Soon, a new investment vehicle providing access to bonds of state-run enterprises will be available to retail investors. Edelweiss AMC recently got the government’s permission to launch India’s first bond ETF (exchange traded fund) which will invest in central public sector undertakings. Should you as an investor make space for these in your fixed income portfolio?
Like equity ETFs, bond ETFs are passively managed products that mirror indices tracking specific segments of the market, such as government, corporate and PSU bonds. This is similar to how equity ETFs invest in line with indices covering specific baskets like the Nifty50, Nifty Next 50 and Nifty Quality 30, among others. Further, bond ETFs typically come in one of two flavours. They either track a specific maturity bucket like short, medium or long term or they track a target maturity where they invest in bonds with similar maturity as the product.
While bond ETFs are not new in India, there have not been too many takers. At present, only three GSec ETFs are available, all with miniscule assets and poor trading volumes (see chart).
Existing bond ETFs have low asset base, poor liquidity
Data as on 5 November. 3-year returns annualised. Source: Value Research.
The entry of newer bond ETFs comes at a time when traditional bond funds are only just emerging from a painful period of being whiplashed by multiple credit defaults. Investors, who were already indifferent towards bond funds, have grown more wary about this segment in the wake of these incidents. Bond ETFs will not be immune to such events either. Bond ETFs cannot assure return to investors any more than conventional bond funds. However, certain categories of bond ETFs such as target maturity bond ETFs can provide predictable returns if held till maturity, similar to fixed maturity plans (FMP). These have a defined maturity date.
Bond ETFs claim to be different from traditional bond funds by offering high liquidity, transparency and lower costs. The cost angle is the most distinguishing facet of bond ETFs. Being passively managed products, these charge a much lower fee than actively managed bond funds. While the latter charges up to 2% as expense ratio annually, bond ETFs are available at a fraction of the cost. Nippon India ETF Long Term Gilt, for instance, charges only 0.04% expense ratio. LIC MF GSec Long Term ETF levies 0.26% annually. This cost differential can make a world of difference over time.
“Costs are particularly critical in bond funds, where upside in returns is limited relative to equity funds,” asserts Ankur Maheshwari, CEO, Equirus Wealth Management. Even a 20 basis points (0.2%) difference in fees can make a material difference to the investor’s final return. Feroze Azeez, Deputy CEO, Anand Rathi Private Wealth, says, “In the debt segment, there is not much the fund manager can do to enhance returns. Any strategy that can optimise costs is the need of the hour.”

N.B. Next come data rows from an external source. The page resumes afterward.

PR #1427, opened 2024-09-26
Calculate safety distances using OBZ when simple safety is not available

elliottbiondo:
The MR "hooks up" the OBZ safety distance calculation capability by using it within `SimpleUnitTracker` to calculate safety distances when simple safety is not available.

### DIFF
--- a/src/orange/univ/SimpleUnitTracker.hh
+++ b/src/orange/univ/SimpleUnitTracker.hh
@@ -11,6 +11,7 @@
 #include "corecel/math/Algorithms.hh"
 #include "orange/OrangeData.hh"
 #include "orange/detail/BIHTraverser.hh"
+#include "orange/detail/OrientedBoundingZone.hh"
 #include "orange/surf/LocalSurfaceVisitor.hh"
 
 #include "detail/InfixEvaluator.hh"
@@ -100,6 +101,7 @@ class SimpleUnitTracker
 
     ParamsRef const& params_;
     SimpleUnitRecord const& unit_record_;
+    detail::OrientedBoundingZone::StoragePointers obz_storage_;
 
     //// METHODS ////
 
@@ -143,7 +145,9 @@ class SimpleUnitTracker
  */
 CELER_FUNCTION
 SimpleUnitTracker::SimpleUnitTracker(ParamsRef const& params, SimpleUnitId suid)
-    : params_(params), unit_record_(params.simple_units[suid])
+    : params_(params)
+    , unit_record_(params.simple_units[suid])
+    , obz_storage_({&params_.transforms, &params_.reals})
 {
     CELER_EXPECT(params_);
 }
@@ -301,8 +305,12 @@ CELER_FUNCTION real_type SimpleUnitTracker::safety(Real3 const& pos,
     if (!vol.simple_safety())
     {
         // Has a tricky surface: we can't use the simple algorithm to calculate
-        // the safety, so return a conservative estimate.
-        return 0;
+        // the safety, use the oriented bounding zone
+        auto const& obz_id
+            = params_.volume_records[unit_record_.volumes[volid]].obz_id;
+        detail::OrientedBoundingZone obz(params_.obz_records[obz_id],
+                                         obz_storage_);
+        return obz.calc_safety_inside(pos);
     }
 
     // Calculate minimim distance to all local faces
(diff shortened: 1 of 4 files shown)


elliottbiondo:
@sethrj this is ready for your review.

I believe everything in this MR and my previous MR are correct, but I am suspicious of the OBZ inner bbox that is being created upon construction. In the GDML file I added here, I have a cone of r=13 and z=50 centered at the origin. As you can see, the outer bbox is correct. However, I don't under why the inner bbox spans z = (-12.5, 0).  No matter what is chosen for the inner bbox x and y widths, the inner bbox should always start at z=-25. Obviously the way we are calculating bboxs by truncating all space with planes does not always yield the analytic solution, but I don't see where the -12.5 could be coming from.

OBZ for the cone volume
Inner: Half widths: (4.596195, 4.596195, 12.500001), offset: (0.000000, 0.000000, -12.500000)
Outer: half widths: (13.000001, 13.000001, 25.000002),  offset: (0.000000, 0.000000, 0.000000)
Overall tranform (0., 0., 0.)

elliottbiondo:
CI failures from `src/celeritas/optical/action/BoundaryAction.cu` appear to be unrelated

src/orange/univ/SimpleUnitTracker.hh
```diff
@@ -100,6 +101,7 @@ class SimpleUnitTracker
 
     ParamsRef const& params_;
     SimpleUnitRecord const& unit_record_;
+    detail::OrientedBoundingZone::StoragePointers obz_storage_;
```
sethrj, line 104: This should probably be created on the fly since we keep `params_` around

src/orange/univ/SimpleUnitTracker.hh
```diff
@@ -301,8 +305,12 @@ CELER_FUNCTION real_type SimpleUnitTracker::safety(Real3 const& pos,
...
     {
         // Has a tricky surface: we can't use the simple algorithm to calculate
-        // the safety, so return a conservative estimate.
-        return 0;
+        // the safety, use the oriented bounding zone
+        auto const& obz_id
+            = params_.volume_records[unit_record_.volumes[volid]].obz_id;
+        detail::OrientedBoundingZone obz(params_.obz_records[obz_id],
+                                         obz_storage_);
+        return obz.calc_safety_inside(pos);
```
sethrj, line 313: Unfortunately it's not going to be this simple: we need the minimum over both "inside current volume" and "outside all directly enclosed volumes". I'm not sure if we have that metadata yet, in fact...

test/geocel/data/cone.gdml
```diff
@@ -0,0 +1,89 @@
...
+      <position ref="origin"/>
+    </physvol>
+    <physvol>
+      <volumeref ref="vol2"/>
+      <position ref="origin"/>
+    </physvol>
+    <physvol>
+      <volumeref ref="vol3"/>
+      <position ref="origin"/>
+    </physvol>
```
sethrj, line 79: I think these three enclosed volumes are overlapping. It might be more natural for you to make a geometry with `orange/orangeinp/UnitProto.test.cc` using the `InputBuilderTest` harness.

test/orange/univ/SimpleUnitTracker.test.cc
```diff
@@ -967,6 +973,22 @@ TEST_F(FiveVolumesTest, TEST_IF_CELERITAS_DOUBLE(heuristic_init))
     }
 }
 
+TEST_F(ConeTest, safety)
+{
```
sethrj, line 977: Oh crap, I forgot that the Geant input gets scaled into the native unit system (unlike the .org.json files which are precalculated). This test is with the CLHEP unit system which scales everything by a factor of 10. I think it would be better to build a geometry  with the InputBuilder test...  sorry 😞

sethrj (changes requested):

sethrj:
There's also a build error due to `StoragePointers`: it should have `CELER_FUNCTION explicit operator bool()`, not just operator bool.

elliottbiondo:
Closing this MR. Discussing with @sethrj, this approach will not work in the short term. The OBZ inner bounding box does not exclude inner volumes (this is a good thing because if it did, it would be too small to be useful in many cases). A consequence of this is that when checking inner safety distances, we would have to check the outer safety distances of internal volumes. Volumes don't currently have metadata denoting what internal volumes are contained. While this could be remedied when converting from G4 (in which the concept of internal volumes is a baked into the geometry format), it is not clear how it could be done during construction in the general CSG case. As we implement more specialized features we may need to split things up so that ORANGE differentiates between HEP and nuclear (i.e., general CSG) geometries, which would be a considerable undertaking.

Transparency is another factor where bond ETFs score over traditional bond funds. The entire portfolio held by the bond ETF is disclosed on a daily basis to investors. This is unlike conventional bond funds which disclose portfolios at the end of every month. Further, since bond ETFs are listed on exchanges, they provide live price updates after every trade. This allows the investors to know the worth of the underlying portfolio better. “As the index constituents are known, investors can know what they are actually getting into at the time of buying the ETF,” points out Vidya Bala, Co-founder, Primeinvestor.in.
Being listed on the exchanges, bond ETFs also claim to offer liquidity—ability to buy and sell units instantly—for the investor. The fund company will try to ensure healthy trading volumes for the ETF on the exchanges by appointing market makers. The liquidity in bond ETFs will depend on how actively market makers buy and sell units on the exchange in bulk. This will allow the investor to fetch a purchase or sale price closer to the fair value of the ETF, as indicated by its net asset value (NAV). However, several ETFs in India are plagued by crippling illiquidity. In the absence of trading volumes, investors often end up buying or selling at a steep premium, or discount to the prevailing NAV.
If evidence is anything to go by, the initial liquidity in these products will be low, restricting investor’s ability to move in and out at a desired price. If the ETFs are not able to amass a decent corpus size, poor liquidity will continue. Conventional bond funds do not face these issues. “Investors can freely sell the bond fund without the need to have a buyer. In the case of a bond ETF, market liquidity becomes important to sell your ETF,” argues Bala. Further, whereas a traditional bond fund has the leeway to hold a less liquid instrument with higher yield, an ETF cannot afford to accommodate such instruments. As such, the return potential for a bond ETF may be constrained. “Unlike actively managed bond funds, bond ETFs will not be in a position to gain from opportunities emerging from movements in interest rates or credit spreads,” says Maheshwari.
Bond ETFs may be a good first stop for investors who are looking to transition away from bank fixed deposits in their fixed income portfolio, reckon experts. However, ascertain whether the ETF enjoys a sizeable corpus. It is best that investors avoid investing during the new fund offer (NFO) period, as its asset base is only known once the fund opens for regular flows. While lower cost does significantly enhance the return potential of the ETFs, the absence of liquidity can effectively wipe out any cost benefits you enjoy.